There are a number of steps that could be taken to prevent this exploit from working:
1. Obvious: Check user addresses for validity before copying anything to/from them.
2. Protect certain chunks of kernel memory from being overwritten after it's initial load. Unfortunately, the syscall table isn't a very good candidate for this tactic: it needs to be modified at runtime, at the very least for registering new system calls from loadable modules.
3. Audit system calls and flag any ones with unusual parameters. In this case, the user process was passing a pointer into what should have been (from the process's perspective) an unwritable page. This tactic would be very expensive, since you'd essentially be double checking most of what the kernel already verifies. Or, at least it should verify.

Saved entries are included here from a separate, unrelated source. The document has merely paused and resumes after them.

PR #762, opened 2021-09-20
- refactor EnterAmountSharedViewModel, EnterAmountViewModel: use muta…

ClaudeHangui:
- refactor EnterAmountSharedViewModel, EnterAmountViewModel: use mutableLiveData to update LiveData
- update Configuration: set preference to hold the default currency code selected during send payment
- ExchangeRatesAdapter: distinguish between currency code saved during `Send payment` and `Update Settings` flows
- update ExchangeRatesRepository: set new implementation to get exchange rate from DB using a currency code
- EnterAmountFragment.kt: update design and implementation to handle the `Send payment` flow

- Update the design and feature implementation of the `Send Payment` flow
- Usage of LiveData in the view: For a view to be updated as per a change observed in the livedata linked to it, we need to use `MutableLiveData`to be able to update the LiveData associated to it so we had to refactor the usage of our livedata objects in the fragment
- As our exchange rate is constantly updated, we had to set a new implementation in the repository so as not to return a livedata. Instead we defined an `Executor` class to handle all the operations done in background as well as publishing the result of the operations in the main thread with the help of a callback
- As per the requirements for each fiat currency, we need to display the currency code together with it's symbol. For currencies being used by multiple countries, we needed to set a `Locale` to be able to get the currency code and symbol.

## How Has This Been Tested?

- [ ] QA (Mobile Team)

## Checklist:


common/src/main/java/org/dash/wallet/common/Configuration.java
```diff
@@ -308,7 +309,7 @@ public String getExchangeCurrencyCode() {
     public void setExchangeCurrencyCode(final String exchangeCurrencyCode) {
         prefs.edit().putString(PREFS_KEY_EXCHANGE_CURRENCY, exchangeCurrencyCode).apply();
     }
-
+    //todo: preference not used
     public boolean getExchangeCurrencyCodeDetected() {
         return prefs.getBoolean(PREFS_KEY_EXCHANGE_CURRENCY_DETECTED, false);
     }
```
HashEngineering, line 315: I don't know why Android Studio marks this as unused, but it is used in `WalletActivity.detectUserCountry()`

Is it because this method is in the `common` module, but it is used in the `wallet` module?

common/src/main/java/org/dash/wallet/common/util/GenericUtils.java
```diff
@@ -50,4 +54,92 @@ public static void showToast(Context context, String messages) {
...
+                break;
+            case "usd":
+                currentLocale = Locale.US;
+                break;
+        }
+        currentCurrencySymbol = TextUtils.isEmpty(currentLocale.getLanguage()) ?
+                currencySymbol(currencyCode.toLowerCase(Locale.ROOT)) : Currency.getInstance(currentLocale).getSymbol();
+
+        return currencyCode.equalsIgnoreCase(currentCurrencySymbol) ? currencyCode :
+                currencyCode.concat(" ").concat(currentCurrencySymbol);
```
HashEngineering, line 143: I remember getting a warning about concatenating strings that were like this `a + " " + b`, where `a` and `b` were Strings.

The warning said there would be problems rendering the string in come locales that might use RTL.  Not quite sure.  so I created a string "%s %s" in the resources.  I don't know if that is necessary in this case.

HashEngineering: I have question about the designs regarding the need for this method.

wallet/src/de/schildbach/wallet/ui/EnterAmountFragment.kt
```diff
@@ -284,5 +319,18 @@ class EnterAmountFragment : Fragment() {
         input_symbol_dash.visibility = if (viewModel.dashToFiatDirectionValue) View.VISIBLE else View.GONE
         calc_amount_symbol.visibility = if (viewModel.dashToFiatDirectionValue) View.VISIBLE else View.GONE
         calc_amount_symbol_dash.visibility = if (viewModel.dashToFiatDirectionValue) View.GONE else View.VISIBLE
+        input_select_currency_toggle.visibility = if (viewModel.dashToFiatDirectionValue) View.GONE else View.VISIBLE
+        calc_select_currency_toggle.visibility = if (viewModel.dashToFiatDirectionValue) View.VISIBLE else View.GONE
+    }
+
+    override fun onActivityResult(requestCode: Int, resultCode: Int, data: Intent?) {
+        if(resultCode == Activity.RESULT_OK && requestCode == 99) {
```
HashEngineering, line 327: let's make 99 a constant

wallet/src/de/schildbach/wallet/ui/send/SendCoinsActivity.java
```diff
@@ -167,4 +167,9 @@ public boolean onOptionsItemSelected(final MenuItem item) {
 
         return super.onOptionsItemSelected(item);
     }
+
+    @Override
+    protected void onActivityResult(int requestCode, int resultCode, Intent data) {
+        super.onActivityResult(requestCode, resultCode, data);
+    }
```
HashEngineering, line 174: Do we need this?

wallet/src/de/schildbach/wallet/ui/EnterAmountFragment.kt
```diff
@@ -140,6 +154,17 @@ class EnterAmountFragment : Fragment() {
...
+            val intent = Intent(activity, ExchangeRatesActivity::class.java)
+            intent.putExtra(ARG_SHOW_AS_DIALOG, true)
+            startActivityForResult(intent, 99)
+        }
+
+        calc_select_currency_toggle.setOnClickListener {
+            val intent = Intent(activity, ExchangeRatesActivity::class.java)
+            intent.putExtra(ARG_SHOW_AS_DIALOG, true)
+            startActivityForResult(intent, 99)
+        }
```
HashEngineering, line 167: lets make 99 a constant

HashEngineering (changes requested):
There are a few small items to change and a design disagreement which if not resolved with the the designer and PO, we can leave it as is in the PR and change later.

common/src/main/java/org/dash/wallet/common/Configuration.java
ClaudeHangui: Just noticed it, this is really bizarre ! I tracked the `getter` and `setter` for this pref and I definitely see it being called in the `WalletActivity`; but the task I worked on is this PR is also inside the `wallet` module, so I think it's AS that is messing up things: I for one I'm also having issues referencing dependencies in my kotlin files, I need to explicitly declare the path , it doesn't import it automatically)

common/src/main/java/org/dash/wallet/common/util/GenericUtils.java
ClaudeHangui: you're right, we should be using string resources for this since we work with multiple locales. i'll fix this
Regarding the function itself, it is required to render the currency code together with the associated currency symbol and we have some currency codes not related to a specific/single country but a set of countries, Euro for example. So using the existing `GenericUtils.currencySymbol()` will not work in this case as it'll return `Euro` as the currency symbol instead of `€`. So to achieve the desired result, we needed to define a `Locale` with whatever language, but definitely a country using the currency, like Germany of France for example. So we applied this rule with all the currencies used by multiple countries.

wallet/src/de/schildbach/wallet/ui/EnterAmountFragment.kt
ClaudeHangui: Got it !

wallet/src/de/schildbach/wallet/ui/send/SendCoinsActivity.java
ClaudeHangui: Actually yes !,
Even though the fragment is the one making the `startActivityForResult()` call, the hosting activity always gets the first shot at handling the result; this makes sense when you consider the modularity of fragments.
So once we override the `onActivityResult()` in the activity, the fragment gets a shot at handling the result

common/src/main/java/org/dash/wallet/common/util/GenericUtils.java
ClaudeHangui: > I have question about the designs regarding the need for this method.

Perhaps we can have a call regarding this to clear up things

HashEngineering: We will leave this code in for now and address it in a different story concerned with formats of values.

wallet/src/de/schildbach/wallet/ui/send/SendCoinsActivity.java
HashEngineering: The reason why I don't think we need this is because this method is only called the super method from the base class.  Isn't that the same as not having this method at all?

HashEngineering (approved):

common/src/main/java/org/dash/wallet/common/util/GenericUtils.java
ClaudeHangui: I pushed some changes on this implementation: we still return currency code + symbol. Could you please check it out and confirm with me whether or not I should rollback

HashEngineering (changes requested):
Recent merges have caused some conflicts.

wallet/res/layout/enter_amount_fragment.xml
```diff
@@ -4,6 +4,7 @@
     xmlns:tools="http://schemas.android.com/tools"
     android:layout_width="match_parent"
     android:layout_height="match_parent"
+    xmlns:tools="http://schemas.android.com/tools"
```
HashEngineering, line 7: this line is duplicating and is causing the CI system to fail.
```
FAILURE: Build failed with an exception.

* What went wrong:
Execution failed for task ':wallet:merge_testNet3DebugResources'.
> /home/runner/work/dash-wallet/dash-wallet/wallet/res/layout/enter_amount_fragment.xml:7:51: Error: Attribute "xmlns:tools" was already specified for element "LinearLayout".
```

ClaudeHangui: duplicate removed and pushed !

HashEngineering (approved):
Approved.

PR #756, opened 2021-09-15
[NMA-1017] Firebase events for the home screen

Syn-McJ:
## Issue being fixed or feature implemented
Firebase events for the home screen. Also moved [TransactionsFilterDialog](https://github.com/dashevo/dash-wallet/blob/master/wallet/src/de/schildbach/wallet/ui/TransactionsFilterDialog.kt) to view bindings and did some cleanup in there.

## Related PR's and Dependencies
https://github.com/dashevo/dash-wallet/pull/724
https://github.com/dashevo/dash-wallet/pull/737
https://github.com/dashevo/dash-wallet/pull/742
https://github.com/dashevo/dash-wallet/pull/753

## How Has This Been Tested?

- [x] QA (Mobile Team)

## Checklist:

- [x] I have performed a self-review of my own code and added comments where necessary
- [ ] I have added or updated relevant unit/integration/functional/e2e tests

PR #753, opened 2021-09-13
[NMA-961] Firebase Liquid events

Syn-McJ:
## Issue being fixed or feature implemented
Liquid events for Firebase

## Related PR's and Dependencies
https://github.com/dashevo/dash-wallet/pull/724
https://github.com/dashevo/dash-wallet/pull/737
https://github.com/dashevo/dash-wallet/pull/742

## How Has This Been Tested?

- [x] QA (Mobile Team)

## Checklist:

- [x] I have performed a self-review of my own code and added comments where necessary
- [ ] I have added or updated relevant unit/integration/functional/e2e tests

PR #763, opened 2021-09-20
[NMA-1019]  Firebase events for users and contacts

Syn-McJ:
Added events for users and contacts and turned off logging for debug builds.

Additionally, I have moved some dashpay specific fragments and activities to view bindings, and replaced `TextWatcher` implementations with `doAfterTextChanged` extension method, which allows getting rid of the interface and unneeded methods implementations.

https://github.com/dashevo/dash-wallet/pull/724
https://github.com/dashevo/dash-wallet/pull/737
https://github.com/dashevo/dash-wallet/pull/742
https://github.com/dashevo/dash-wallet/pull/753
https://github.com/dashevo/dash-wallet/pull/756

## How Has This Been Tested?

- [ ] QA (Mobile Team)

## Checklist:

### DIFF
--- a/wallet/src/de/schildbach/wallet/ui/dashpay/EditProfileViewModel.kt
+++ b/wallet/src/de/schildbach/wallet/ui/dashpay/EditProfileViewModel.kt
@@ -322,7 +322,6 @@ class EditProfileViewModel @Inject constructor(
                         config.imgurDeleteHash = imgurUploadResponse.data.deletehash
                         val avatarUrl = imgurUploadResponse.data.link
                         Log.d("AvatarUrl", avatarUrl)
-                        dashPayProfile?.avatarUrl = avatarUrl
                         log.info("imgur: upload successful (${response.code()})")
                         profilePictureUploadLiveData.postValue(Resource.success(avatarUrl))
                     } else {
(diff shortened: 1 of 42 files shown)


wallet/src/de/schildbach/wallet/ui/dashpay/EditProfileViewModel.kt
```diff
@@ -322,7 +322,6 @@ class EditProfileViewModel @Inject constructor(
                         config.imgurDeleteHash = imgurUploadResponse.data.deletehash
                         val avatarUrl = imgurUploadResponse.data.link
                         Log.d("AvatarUrl", avatarUrl)
-                        dashPayProfile?.avatarUrl = avatarUrl
```
Syn-McJ, line 319: This doesn't seem to be needed (it's not used in the similar `uploadToGoogleDrive` method and doesn't affect the logic), but it's messing up later checks on whether the new avatar URL is different from the original. Let me know if I'm missing something.

HashEngineering: Good question.  Let me see.

HashEngineering: I believe that you are correct.  `dashPayProfile` contains the current profile data from the Room database and we shouldn't be changing any of its member fields.  It should only updated when the room database is updated.

If we change the image, then that image url is stored here `profilePictureUploadLiveData.value!!.data` after uploading.  When "Save" is pressed, then the updated profile with the new images or text is broadcast to the Platform Network and it is also saved to the Room database.

HashEngineering (approved):
Excellent.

4. Careful code auditing to make sure #1 always happens. Note that the tactic of preventing user processes from mapping very low memory (used in the other vmsplice exploit) as suggested elsewhere would not have prevented this particular exploit from working. It uses a different path through sys_vmsplice to achieve it's code execution and no zero page mappings or any such funkiness.
By the way, the vulnerability has been patched in 2.6.24.2. Though it is a local-only exploit, it is still a significant risk.